Problem to solve
What is needed is an exact copy of every entry below.

--- The data Enclosed Below ---

PR #176, opened 2021-02-09
Mutator: Allow specific fetchers to expand across country codes

matthieun:
### Description:

By default, a mutator spark job will use dynamicAtlas policies which expand to neighboring shards within the same country, according to the provided country boundaries.

This update allows a user to toggle `{"countryvore": "true"}` when configuring an Atlas fetcher, which will prompt it to find shards across country boundaries. If a Shard crosses multiple countries, the fetcher will make sure to multi-atlas all those files together (same shard, but different countries) in one single Atlas which contains it all.

### Potential Impact:

This is a new feature, so minimal impact. The potential is for slightly reduced performance with very large sharding schemes, since it requires broadcasting a map of all shards to countries they overlap to all the executors.

### Unit Test Approach:

Added a few unit tests, and some integration test.

### Test Results:

So far all integration tests pass, including the new one that expands across countries. To be sure that the expansion is symmetric, it computes the area of a multipolygon that it can only get right if proper shard expansion happened.

------


lucaspcram:
What use case would benefit from this feature?

adahn6:
this looks great! 🥳

matthieun:
@lucaspcram The main use case is to allow porting country slicing to the mutator platform, as a mutation. It currently sits within the AtlasGenerator spark job.
Being able to multi-atlas shards from many countries is a pre-requisite to be able to run country slicing on large relations, the members of which might not all sit in the same countries.

adahn6 (approved):

src/integrationTest/java/org/openstreetmap/atlas/mutator/AbstractAtlasMutatorIntegrationTest.java
```diff
@@ -52,9 +52,12 @@
     public static final String OUTPUT_BOUNDARIES_META = OUTPUT + "/" + BOUNDARY_META_NAME;
     public static final String OUTPUT_COUNTRY_LIST = OUTPUT + "/" + AtlasMutator.COUNTRY_AND_LEVELS;
 
-    public static void addResource(final String path, final String name)
+    public static void addAtlasResource(final String path, final Atlas atlas)
     {
-        addResource(path, name, false);
+        final long size = 8192;
```
lucaspcram, line 57: I like to do
```java
final long size = 1024 * 8;
```
Makes it clearer that this number is supposed to be 8 KiB. But this is a minor point.

src/integrationTest/java/org/openstreetmap/atlas/mutator/AtlasMutatorCountryvoreIntegrationTest.java
```diff
@@ -0,0 +1,91 @@
...
+import org.junit.Before;
+import org.junit.Rule;
+import org.junit.Test;
+import org.openstreetmap.atlas.generator.AtlasGeneratorParameters;
+import org.openstreetmap.atlas.geography.atlas.Atlas;
+
+/**
+ * @author matthieun
+ */
+public class AtlasMutatorCountryvoreIntegrationTest extends AbstractAtlasMutatorIntegrationTest
```
lucaspcram, line 16: Pointing out `Countryvore` which I assume is a typo. If not, then I would add a comment explaining what it means!

lucaspcram (commented):
Looks good! A couple soft comments that I don't think are blocking merging.

src/integrationTest/java/org/openstreetmap/atlas/mutator/AbstractAtlasMutatorIntegrationTest.java
matthieun: This was already there, must have been shuffled around, but I will fix that.

src/integrationTest/java/org/openstreetmap/atlas/mutator/AtlasMutatorCountryvoreIntegrationTest.java
matthieun: Haha! ok!

lucaspcram (approved):

PR #185, opened 2021-05-27
Remove countries with no boundaries.

atiannicelli:
### Description:

This switches the default boundary file used in aws script and also remove countries that do not have any boundaries in the boundary file.

### Potential Impact:

Will allow Java11 AWS generation to complete. Without this the generation fails on countries without boundaries.

### Unit Test Approach:

Executed manually and all regions worked


atiannicelli:
@jwpgage 
If you have time would you mind reviewing this patch and if you are good with it merging it? I think it is pretty quick and easy.

PR #186, opened 2021-07-08
Added an OSM Node filter to AtlasMissingShardVerifier

lucaspcram:
### Description:
Added a by-ID filter for OSM Nodes to the `AtlasMissingShardVerifier`. This will allow the verifier to ignore problematic nodes that builders of atlases may not want to ingest, and therefore reduce false positives in the verifier's output.

There are some arrangement diffs here too, it's been a long time since anyone has checked on this class 😂

### Potential Impact:
Potential for fewer false positives in verifier output.

### Unit Test Approach:
Tested by running locally

### Test Results:
👍

------


jwpgage (approved):
Excellent addition!

matthieun (approved):

PR #187, opened 2021-07-21
Add keepall parameter to aws script

atiannicelli:
### Description:
In preparation for the keepall flag to be added to the repo, this simply adds a parameter to the AWS script so we can indicate that we want keepall or not.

--- End of Enclosed The data ---

Written answer
PR #176, opened 2021-02-09
Mutator: Allow specific fetchers to expand across country codes

matthieun:
### Description:

By default, a mutator spark job will use dynamicAtlas policies which expand to neighboring shards within the same country, according to the provided country boundaries.

This update allows a user to toggle `{"countryvore": "true"}` when configuring an Atlas fetcher, which will prompt it to find shards across country boundaries. If a Shard crosses multiple countries, the fetcher will make sure to multi-atlas all those files together (same shard, but different countries) in one single Atlas which contains it all.

### Potential Impact:

This is a new feature, so minimal impact. The potential is for slightly reduced performance with very large sharding schemes, since it requires broadcasting a map of all shards to countries they overlap to all the executors.

### Unit Test Approach:

Added a few unit tests, and some integration test.

### Test Results:

So far all integration tests pass, including the new one that expands across countries. To be sure that the expansion is symmetric, it computes the area of a multipolygon that it can only get right if proper shard expansion happened.

------


lucaspcram:
What use case would benefit from this feature?

adahn6:
this looks great! 🥳

matthieun:
@lucaspcram The main use case is to allow porting country slicing to the mutator platform, as a mutation. It currently sits within the AtlasGenerator spark job.
Being able to multi-atlas shards from many countries is a pre-requisite to be able to run country slicing on large relations, the members of which might not all sit in the same countries.

adahn6 (approved):

src/integrationTest/java/org/openstreetmap/atlas/mutator/AbstractAtlasMutatorIntegrationTest.java
```diff
@@ -52,9 +52,12 @@
     public static final String OUTPUT_BOUNDARIES_META = OUTPUT + "/" + BOUNDARY_META_NAME;
     public static final String OUTPUT_COUNTRY_LIST = OUTPUT + "/" + AtlasMutator.COUNTRY_AND_LEVELS;
 
-    public static void addResource(final String path, final String name)
+    public static void addAtlasResource(final String path, final Atlas atlas)
     {
-        addResource(path, name, false);
+        final long size = 8192;
```
lucaspcram, line 57: I like to do
```java
final long size = 1024 * 8;
```
Makes it clearer that this number is supposed to be 8 KiB. But this is a minor point.

src/integrationTest/java/org/openstreetmap/atlas/mutator/AtlasMutatorCountryvoreIntegrationTest.java
```diff
@@ -0,0 +1,91 @@
...
+import org.junit.Before;
+import org.junit.Rule;
+import org.junit.Test;
+import org.openstreetmap.atlas.generator.AtlasGeneratorParameters;
+import org.openstreetmap.atlas.geography.atlas.Atlas;
+
+/**
+ * @author matthieun
+ */
+public class AtlasMutatorCountryvoreIntegrationTest extends AbstractAtlasMutatorIntegrationTest
```
lucaspcram, line 16: Pointing out `Countryvore` which I assume is a typo. If not, then I would add a comment explaining what it means!

lucaspcram (commented):
Looks good! A couple soft comments that I don't think are blocking merging.

src/integrationTest/java/org/openstreetmap/atlas/mutator/AbstractAtlasMutatorIntegrationTest.java
matthieun: This was already there, must have been shuffled around, but I will fix that.

src/integrationTest/java/org/openstreetmap/atlas/mutator/AtlasMutatorCountryvoreIntegrationTest.java
matthieun: Haha! ok!

lucaspcram (approved):

PR #185, opened 2021-05-27
Remove countries with no boundaries.

atiannicelli:
### Description:

This switches the default boundary file used in aws script and also remove countries that do not have any boundaries in the boundary file.

### Potential Impact:

Will allow Java11 AWS generation to complete. Without this the generation fails on countries without boundaries.

### Unit Test Approach:

Executed manually and all regions worked


atiannicelli:
@jwpgage 
If you have time would you mind reviewing this patch and if you are good with it merging it? I think it is pretty quick and easy.

PR #186, opened 2021-07-08
Added an OSM Node filter to AtlasMissingShardVerifier

lucaspcram:
### Description:
Added a by-ID filter for OSM Nodes to the `AtlasMissingShardVerifier`. This will allow the verifier to ignore problematic nodes that builders of atlases may not want to ingest, and therefore reduce false positives in the verifier's output.

There are some arrangement diffs here too, it's been a long time since anyone has checked on this class 😂

### Potential Impact:
Potential for fewer false positives in verifier output.

### Unit Test Approach:
Tested by running locally

### Test Results:
👍

------


jwpgage (approved):
Excellent addition!

matthieun (approved):

PR #187, opened 2021-07-21
Add keepall parameter to aws script

atiannicelli:
### Description:
In preparation for the keepall flag to be added to the repo, this simply adds a parameter to the AWS script so we can indicate that we want keepall or not.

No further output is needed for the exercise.